Start of THE RECORDS
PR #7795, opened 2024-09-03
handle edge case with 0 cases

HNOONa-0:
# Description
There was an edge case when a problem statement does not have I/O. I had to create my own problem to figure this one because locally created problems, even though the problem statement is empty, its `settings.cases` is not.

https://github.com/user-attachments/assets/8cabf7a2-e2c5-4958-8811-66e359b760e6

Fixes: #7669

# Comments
End of THE RECORDS
Start of THE RECORDS
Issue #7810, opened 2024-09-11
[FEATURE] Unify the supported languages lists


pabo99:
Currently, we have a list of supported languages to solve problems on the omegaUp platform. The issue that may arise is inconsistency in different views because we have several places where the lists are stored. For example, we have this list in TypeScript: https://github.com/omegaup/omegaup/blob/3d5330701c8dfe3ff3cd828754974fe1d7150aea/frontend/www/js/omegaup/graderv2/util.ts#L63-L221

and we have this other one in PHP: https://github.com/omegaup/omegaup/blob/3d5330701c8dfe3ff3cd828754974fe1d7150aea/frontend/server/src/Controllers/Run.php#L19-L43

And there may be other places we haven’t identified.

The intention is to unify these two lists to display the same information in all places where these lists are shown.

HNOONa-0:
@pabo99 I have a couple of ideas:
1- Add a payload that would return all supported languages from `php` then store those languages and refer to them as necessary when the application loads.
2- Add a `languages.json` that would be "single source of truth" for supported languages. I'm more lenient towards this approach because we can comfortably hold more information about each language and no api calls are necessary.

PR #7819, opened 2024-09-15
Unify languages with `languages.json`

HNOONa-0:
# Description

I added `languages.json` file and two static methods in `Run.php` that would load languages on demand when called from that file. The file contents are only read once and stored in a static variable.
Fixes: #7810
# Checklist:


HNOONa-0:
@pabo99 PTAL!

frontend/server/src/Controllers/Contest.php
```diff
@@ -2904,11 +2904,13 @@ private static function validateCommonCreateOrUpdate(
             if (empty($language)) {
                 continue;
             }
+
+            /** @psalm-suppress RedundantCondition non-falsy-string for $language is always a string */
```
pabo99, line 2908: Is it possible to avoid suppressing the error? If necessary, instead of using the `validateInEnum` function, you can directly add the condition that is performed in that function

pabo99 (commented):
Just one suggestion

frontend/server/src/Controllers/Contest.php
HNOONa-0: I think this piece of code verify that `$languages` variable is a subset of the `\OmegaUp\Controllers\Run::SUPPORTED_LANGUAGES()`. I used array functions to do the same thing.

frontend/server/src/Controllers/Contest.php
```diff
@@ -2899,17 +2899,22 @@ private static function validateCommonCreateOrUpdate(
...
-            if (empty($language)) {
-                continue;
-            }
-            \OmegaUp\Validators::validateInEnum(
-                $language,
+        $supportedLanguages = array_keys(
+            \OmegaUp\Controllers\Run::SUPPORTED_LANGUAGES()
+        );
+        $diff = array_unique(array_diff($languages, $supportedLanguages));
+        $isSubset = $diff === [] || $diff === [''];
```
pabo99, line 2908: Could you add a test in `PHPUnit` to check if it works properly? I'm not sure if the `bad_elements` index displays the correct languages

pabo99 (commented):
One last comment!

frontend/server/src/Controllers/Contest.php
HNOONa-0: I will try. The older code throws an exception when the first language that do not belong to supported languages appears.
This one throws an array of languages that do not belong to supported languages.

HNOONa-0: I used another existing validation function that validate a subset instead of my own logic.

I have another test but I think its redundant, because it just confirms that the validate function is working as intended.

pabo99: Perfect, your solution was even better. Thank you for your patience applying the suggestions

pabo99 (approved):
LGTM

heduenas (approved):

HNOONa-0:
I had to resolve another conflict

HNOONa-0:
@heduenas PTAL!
End of THE RECORDS
▶ THE TASK
From the listing above, copy every line that includes the word "instead".

▶ RESPONSE FOR THIS EXERCISE
pabo99, line 2908: Is it possible to avoid suppressing the error? If necessary, instead of using the `validateInEnum` function, you can directly add the condition that is performed in that function
HNOONa-0: I used another existing validation function that validate a subset instead of my own logic.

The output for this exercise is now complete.